■ Task statement:
Copy every line below that has the word "broken" in it.

+ + + + +

PR #803, opened 2018-08-06
XWIKI-15452: Use auto-suggestion on xproperties that can support it

atallahade:
### Issue

https://jira.xwiki.org/browse/XWIKI-15452
http://design.xwiki.org/xwiki/bin/view/Proposal/AutocompleteOnReference

### Changes

* Introduce a generic page picker.
* Use the Page / User property on these fields:
  * XWiki.SearchSuggestSourceClass
    * Service
  * Global Administration: Export
    * Author
  * XWiki.DeletedDocuments
    * Livetable: page type
  * Class editor (Lists)
    * XWiki Class Name
  * XWiki.XWikiUsers
    * Skin
  * XWiki.XWikiServerClass
    * Home page
  * WikiManager.AdminWikiDescriptorSheet (Global Administration: Descriptor)
    * Home page
  * XWiki.XWikiPreferences
    * Parent Space
    * Skin
    * Right/Left panels
    * Internationalization Document Bundles
  * XWiki.XWikiComments
    * Author (also fix how comment authors are being displayed)
    * Target
  * XWiki.WatchListJobClass
    * Template
  * XWiki.WatchListClass
    * Documents
    * Users
  * XWiki.Notifications.Code.NotificationFilterPreferenceClass
    * Users
    * Pages
  * XWiki.TemplateProviderClass
    * Template
  * XWiki.RedirectClass
    * Location
  * XWiki.Registration
    * Default redirect
  * XWiki.FeedEntryClass
    * Author
  * XWiki.ConfigurableClass
    * Configuration class
  * XWiki.DocumentSheetBinding
    * Sheet
  * XWiki.ClassSheetBinding
    * Sheet
  * AppWithinMinutes.MetadataClass
    * Data space name
  * AppWithinMinutes.LiveTableClass
    * Class
    * Data space
  * WikiManager.WikiCandidateMemberClass
    * User Name
    * Reviewer
  * PanelsCode.NavigationConfigurationClass
    * Inclusions
    * Exclusions
  * Invitation.WebHome
    * Email Class
    * Email Container
  * Invitation.InvitationMailClass
    * Sending User

### Notes

This PR is meant to add an autocomplete support to most of the inputs listed in [this design page](http://design.xwiki.org/xwiki/bin/view/Proposal/AutocompleteOnReference).

Here is a list of tasks, from the design page, that have not (or partially) been taken care of:
1. [Template: Docextra](https://design.xwiki.org/xwiki/bin/view/Proposal/AutocompleteOnReference#HTemplate:Docextra)
    Out of scope.
2. [XWiki.XWikiUsers](https://design.xwiki.org/xwiki/bin/view/Proposal/AutocompleteOnReference#HClass:XWiki.XWikiUsers)
    We might need another picker to suggest attachments on the Avatar field.
3. [App: Page Index](https://design.xwiki.org/xwiki/bin/view/Proposal/AutocompleteOnReference#HApp:PageIndex)
    *Deleted Pages*: the search input of the *Page* column doesn't suggest deleted documents.
    *Deleted Attachments*: suggest attachments problem.
4. [XWiki.XWikiPreferences](https://design.xwiki.org/xwiki/bin/view/Proposal/AutocompleteOnReference#HClass:XWiki.XWikiPreferences2BAdministration:Look26Feel-Themes2CPanels)
    The page picker hasn't been implemented for the *Skin* field of the Administration page (see the screenshot of the design page).
5. [XWiki.XWikiGroups](https://design.xwiki.org/xwiki/bin/view/Proposal/AutocompleteOnReference#HClass:XWiki.XWikiGroups)
    The Member property can take either a User or a Group entity.
6. No suggest for *Wiki* and *Space* properties for:
    * [XWiki.WatchListClass](https://design.xwiki.org/xwiki/bin/view/Proposal/AutocompleteOnReference#HClass:XWiki.WatchListClass)
    * [XWiki.Notifications.Code.NotificationFilterPreferenceClass](https://design.xwiki.org/xwiki/bin/view/Proposal/AutocompleteOnReference#HClass:XWiki.Notifications.Code.NotificationFilterPreferenceClass)
    * [XWiki.TemplateProviderClass](https://design.xwiki.org/xwiki/bin/view/Proposal/AutocompleteOnReference#HClass:XWiki.TemplateProviderClass)
7. [TourCode.TourClass + TourCode.StepClass](https://design.xwiki.org/xwiki/bin/view/Proposal/AutocompleteOnReference#HClass:TourCode.TourClass2BTourCode.StepClass2BApp:Tour)
    Need to make the change directly in the [tour application](https://github.com/xwiki-contrib/application-tour).
8. [Create, Copy, Rename - Advanced](https://design.xwiki.org/xwiki/bin/view/Proposal/AutocompleteOnReference#HCreate2CCopy2CRename-Advanced)
    Need to recreate or change the location picker.
9. [Inputs inside WYSIWYG macros](https://design.xwiki.org/xwiki/bin/view/Proposal/AutocompleteOnReference#HWYIWYGMacros)
    Requires a different work from what was done here. Another PR will be made.

Some page properties might need a custom SQL query (to apply a filter):
* *Skin* properties? (e.g. XWiki.XWikiPreferences > Skin)
* *Space* properties? (e.g. XWiki.XWikiPreferences > Parent Space)

The [json/xml response](https://github.com/xwiki/xwiki-platform/blob/a196061711ff91fc9f7e2f038e464709a3b55b43/xwiki-platform-core/xwiki-platform-web/src/main/webapp/templates/pagesuggest.vm) generated by the generic page picker has been implemented in the same way as [the one for users and groups](https://github.com/xwiki/xwiki-platform/blob/master/xwiki-platform-core/xwiki-platform-web/src/main/webapp/templates/uorgsuggest.vm). Using the REST API on [`wikis/query`](https://www.xwiki.org/xwiki/bin/view/Documentation/UserGuide/Features/XWikiRESTfulAPI#H2Fwikis2Fquery3Fq3D7Bquery7D26wikis3DwikiList5B26distinct3D7Btrue2Cfalse7D5D5B26order3D7Basc2Cdesc7D5D5B26start3Dn5D5B26number3Dn5D5B26prettyNames3D7Btrue2Cfalse7D5D) would have create inconsistencies between the results of the generic page picker and the ones of the page picker used for property values ([`/wikis/{wikiName}/classes/{className}/properties/{property}/values`](https://www.xwiki.org/xwiki/bin/view/Documentation/UserGuide/Features/XWikiRESTfulAPI#H2Fwikis2F7BwikiName7D2Fclasses2F7BclassName7D2Fproperties2F7Bproperty7D2Fvalues)). I think it would have been better to have a common / generic API instead of duplicating code.

Another point is that an input from the class editor now support the autocomplete. A problem will occur if a user tries, for instance, to create a Page property inside an empty class. The related input will be shown like this:
image
instead of
image

The problem is that the javascript file (`suggestPages.js`) is not fetched by the AJAX call once the created property is displayed. It would be nice to use the [same mechanism](https://github.com/xwiki/xwiki-platform/blob/master/xwiki-platform-core/xwiki-platform-web/src/main/webapp/resources/js/xwiki/editors/dataeditors.js#L159-L176) as the object editor.

Edit: Also can't properly look for the Main.WebHome page on the page picker.

### DIFF
--- a/xwiki-platform-core/xwiki-platform-panels/xwiki-platform-panels-api/src/main/java/org/xwiki/panels/internal/LeftPanelsUIExtensionManager.java
+++ b/xwiki-platform-core/xwiki-platform-panels/xwiki-platform-panels-api/src/main/java/org/xwiki/panels/internal/LeftPanelsUIExtensionManager.java
@@ -19,8 +19,11 @@
  */
 package org.xwiki.panels.internal;
 
+import java.util.List;
+
 import javax.inject.Named;
 import javax.inject.Singleton;
+
 import org.xwiki.component.annotation.Component;
 
 /**
@@ -35,7 +38,7 @@ import org.xwiki.component.annotation.Component;
 public class LeftPanelsUIExtensionManager extends AbstractPanelsUIExtensionManager
 {
     @Override
-    protected String getConfiguration()
+    protected List<String> getConfiguration()
     {
         return this.configurationSource.getProperty("leftPanels");
     }
--- a/xwiki-platform-core/xwiki-platform-administration/xwiki-platform-administration-ui/src/main/resources/XWiki/ConfigurableClass.xml
+++ b/xwiki-platform-core/xwiki-platform-administration/xwiki-platform-administration-ui/src/main/resources/XWiki/ConfigurableClass.xml
@@ -485,17 +485,29 @@ $doc.dropPermissions()##
       <classType>com.xpn.xwiki.objects.classes.TextAreaClass</classType>
     </codeToExecute>
     <configurationClass>
+      <cache>0</cache>
+      <classname/>
       <customDisplay/>
       <disabled>0</disabled>
+      <displayType>input</displayType>
+      <hint/>
+      <idField/>
+      <multiSelect>0</multiSelect>
       <name>configurationClass</name>
       <number>3</number>
-      <picker>0</picker>
+      <picker>1</picker>
       <prettyName>configurationClass</prettyName>
       <size>30</size>
+      <relationalStorage>0</relationalStorage>
+      <separator> </separator>
+      <separators/>
+      <sort>none</sort>
+      <sql/>
       <unmodifiable>0</unmodifiable>
       <validationMessage/>
       <validationRegExp/>
-      <classType>com.xpn.xwiki.objects.classes.StringClass</classType>
+      <valueField/>
+      <classType>com.xpn.xwiki.objects.classes.PageClass</classType>
     </configurationClass>
     <configureGlobally>
       <customDisplay/>
--- a/xwiki-platform-core/xwiki-platform-administration/xwiki-platform-administration-ui/src/main/resources/XWiki/Registration.xml
+++ b/xwiki-platform-core/xwiki-platform-administration/xwiki-platform-administration-ui/src/main/resources/XWiki/Registration.xml
@@ -907,16 +907,29 @@
     <nameField/>
     <validationScript/>
     <defaultRedirect>
+      <cache>0</cache>
+      <classname/>
+      <customDisplay/>
       <disabled>0</disabled>
+      <displayType>input</displayType>
+      <hint/>
+      <idField/>
+      <multiSelect>0</multiSelect>
       <name>defaultRedirect</name>
       <number>7</number>
-      <picker>0</picker>
+      <picker>1</picker>
       <prettyName>Redirect here after registration</prettyName>
       <size>30</size>
+      <relationalStorage>0</relationalStorage>
+      <separator> </separator>
+      <separators/>
+      <sort>none</sort>
+      <sql/>
       <unmodifiable>0</unmodifiable>
       <validationMessage/>
       <validationRegExp/>
-      <classType>com.xpn.xwiki.objects.classes.StringClass</classType>
+      <valueField/>
+      <classType>com.xpn.xwiki.objects.classes.PageClass</classType>
     </defaultRedirect>
     <heading>
       <disabled>0</disabled>
--- a/xwiki-platform-core/xwiki-platform-administration/xwiki-platform-administration-ui/src/main/resources/XWiki/TemplateProviderClass.xml
+++ b/xwiki-platform-core/xwiki-platform-administration/xwiki-platform-administration-ui/src/main/resources/XWiki/TemplateProviderClass.xml
@@ -172,17 +172,29 @@
       <classType>com.xpn.xwiki.objects.classes.DBListClass</classType>
     </spaces>
     <template>
+      <cache>0</cache>
+      <classname/>
       <customDisplay/>
       <disabled>0</disabled>
+      <displayType>input</displayType>
+      <hint/>
+      <idField/>
+      <multiSelect>0</multiSelect>
       <name>template</name>
       <number>2</number>
-      <picker>0</picker>
+      <picker>1</picker>
       <prettyName>template</prettyName>
       <size>30</size>
+      <relationalStorage>0</relationalStorage>
+      <separator> </separator>
+      <separators/>
+      <sort>none</sort>
+      <sql/>
       <unmodifiable>0</unmodifiable>
       <validationMessage/>
       <validationRegExp/>
-      <classType>com.xpn.xwiki.objects.classes.StringClass</classType>
+      <valueField/>
+      <classType>com.xpn.xwiki.objects.classes.PageClass</classType>
     </template>
     <terminal>
       <customDisplay/>
--- a/xwiki-platform-core/xwiki-platform-annotations/xwiki-platform-annotation-io/src/main/java/org/xwiki/annotation/internal/AnnotationClassDocumentInitializer.java
+++ b/xwiki-platform-core/xwiki-platform-annotations/xwiki-platform-annotation-io/src/main/java/org/xwiki/annotation/internal/AnnotationClassDocumentInitializer.java
@@ -81,7 +81,7 @@ public class AnnotationClassDocumentInitializer extends AbstractMandatoryClassIn
             ContentType.PURE_TEXT);
         xclass.addTextAreaField(Annotation.ORIGINAL_SELECTION_FIELD, "Original Selection", 40, 5,
             ContentType.PURE_TEXT);
-        xclass.addTextField(Annotation.TARGET_FIELD, "Target", 30);
+        xclass.addPageField(Annotation.TARGET_FIELD, "Target", 30);
         xclass.addTextField(Annotation.STATE_FIELD, "State", 30);
     }
 
--- a/xwiki-platform-core/xwiki-platform-annotations/xwiki-platform-annotation-ui/src/main/resources/AnnotationCode/AnnotationClass.xml
+++ b/xwiki-platform-core/xwiki-platform-annotations/xwiki-platform-annotation-ui/src/main/resources/AnnotationCode/AnnotationClass.xml
@@ -166,16 +166,25 @@
       <classType>com.xpn.xwiki.objects.classes.StringClass</classType>
     </state>
     <target>
+      <cache>0</cache>
+      <classname/>
+      <customDisplay/>
       <disabled>0</disabled>
       <name>target</name>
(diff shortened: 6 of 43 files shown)


xwiki-platform-core/xwiki-platform-panels/xwiki-platform-panels-api/src/main/java/org/xwiki/panels/internal/LeftPanelsUIExtensionManager.java
```diff
@@ -35,7 +38,7 @@
 public class LeftPanelsUIExtensionManager extends AbstractPanelsUIExtensionManager
 {
     @Override
-    protected String getConfiguration()
+    protected List<String> getConfiguration()
```
tmortagne: If you have to do it it means you introduced a breaking change on XWikiPreference side. I guess it means that any code which manipulate/request panels configuration is going to be broken.

atallahade: Could you give me an example? The class is internal and the method protected so I didn't thought there could be a breaking change outside the package.

tmortagne: What I said is that you had to modify this method (which is not a breaking change) BECAUSE you introduce a breaking change: the list of plugins is not stored the same way anymore.

atallahade: I've change the type of the `XWiki.XWikiPreferences > leftPanels` field, from String to Page, but the way it is stored doesn't change. In this case the relational storage is set to false which mean a [`StringListProperty`](https://github.com/xwiki/xwiki-platform/blob/master/xwiki-platform-core/xwiki-platform-oldcore/src/main/java/com/xpn/xwiki/objects/classes/ListClass.java#L414) will be created instead of a [`StringProperty`](https://github.com/xwiki/xwiki-platform/blob/master/xwiki-platform-core/xwiki-platform-oldcore/src/main/java/com/xpn/xwiki/objects/classes/StringClass.java#L83) but AFAIK they are stored in the same way in the database (i.e. as a string where values are separated by a comma or something else). I could have avoid using a `List<String>` and just convert the list to a string [here](https://github.com/xwiki/xwiki-platform/blob/master/xwiki-platform-core/xwiki-platform-panels/xwiki-platform-panels-api/src/main/java/org/xwiki/panels/internal/RightPanelsUIExtensionManager.java#L41).
Though, I'm not very aware of what could be broken (other than internal code) after changing `String` fields to `Page` fields. Maybe you can give me some examples?

tmortagne: StringListProperty yes but the separator changed. StringListProperty uses `|` as separator while leftPanels separator used to be based on `,`.

atallahade: I can probably force the separator to be `,` instead of `|` but I need to know how I can make sure no breaking changes have been made.

tmortagne: Well in theory this change should break all panels in XWiki Standard since they are listed with a `,`: https://github.com/xwiki/xwiki-platform/blob/master/xwiki-platform-distribution/xwiki-platform-distribution-ui/xwiki-platform-distribution-ui-base/src/main/resources/XWiki/XWikiPreferences.xml#L2739

tmortagne: Anyway even if you fix the separator (which might not be as easy as it sounds) there is still the breakage illustrated by your getConfiguration change: getValue() now return a List while any code which manipulate this field expect a String.

atallahade: It seems that the separator used is a space ` `, but still my panels are not broken and they are well listed:
image
I can set the `separators` of all multi-select Page fields to `|, ` if you think that can help.

tmortagne: > It seems that the separator used is a space

Definitely not a space in https://github.com/xwiki/xwiki-platform/blob/master/xwiki-platform-distribution/xwiki-platform-distribution-ui/xwiki-platform-distribution-ui-base/src/main/resources/XWiki/XWikiPreferences.xml#L2739 and https://github.com/xwiki/xwiki-platform/blob/master/xwiki-platform-core/xwiki-platform-panels/xwiki-platform-panels-api/src/main/java/org/xwiki/panels/internal/AbstractPanelsUIExtensionManager.java#L99.

atallahade: > getValue() now return a List while any code which manipulate this field expect a String.

That's true, the value bound to the property will be a `List` instead of a `String`. There might be other cases like that so I can see at least 2 solutions:
1. Put back the type of the field to `StringClass`.
2. Keep the `PageClass` but override the [`newProperty`](https://github.com/xwiki/xwiki-platform/blob/master/xwiki-platform-core/xwiki-platform-oldcore/src/main/java/com/xpn/xwiki/objects/classes/ListClass.java#L407-L420) method to create a `StringProperty` in case we are using a multi-select field, without relational storage and when some new value is set to true (to use a String instead of a List). This solution is too complex I think.

Maybe you have other ideas?

> Definitely not a space

Sorry, that was the default separator for the page field, which isn't used by the string field.

tmortagne: So I did some debugging and the reason why upgrade "works" is mostly because of  things:
* XWikiPreference is very special and is not really based on standard properties tables (it's custom mapped on a dedicated table) which means it's going trough BaseClass#fromValueMap instead of loading each object property based on the table
* the hack you added in https://github.com/xwiki/xwiki-platform/pull/803/files#diff-4bbd11fef5480d7e7db21e44ee739043R851. This change is actually wrong because you are mixing UI things (fromString which is supposed to deal with html form values, so UI stuff) and storage thing (fromValue) which don't always work the same way. For example by default in ListClass the UI syntax and storage syntax is not exactly the same (not the same separators plus escaping support on storage side).

Putting aside retro compatibility, instead of calling fromString in fromValue the right way to support StringListProperty in a custom mapping (other than rewritting all this mess) would be to overwrite setValue in StringListProperty (to not crash and burn when getting a String) IMO.

I agree that given the javadoc available on fromString and fromValue/fromValueMap it was not exactly obvious for you :)

atallahade: Ok thanks, I'll do the change.

tmortagne: Actually I see that a getCustomMappingValue (in BaseProperty) exist so maybe a better fix would be to introduce setCustomMappingValue.

atallahade:
Closing this PR as I've been splitting it into several ones.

+ + + + +

■ Answer for this exercise:
tmortagne: If you have to do it it means you introduced a breaking change on XWikiPreference side. I guess it means that any code which manipulate/request panels configuration is going to be broken.
Though, I'm not very aware of what could be broken (other than internal code) after changing `String` fields to `Page` fields. Maybe you can give me some examples?
atallahade: It seems that the separator used is a space ` `, but still my panels are not broken and they are well listed:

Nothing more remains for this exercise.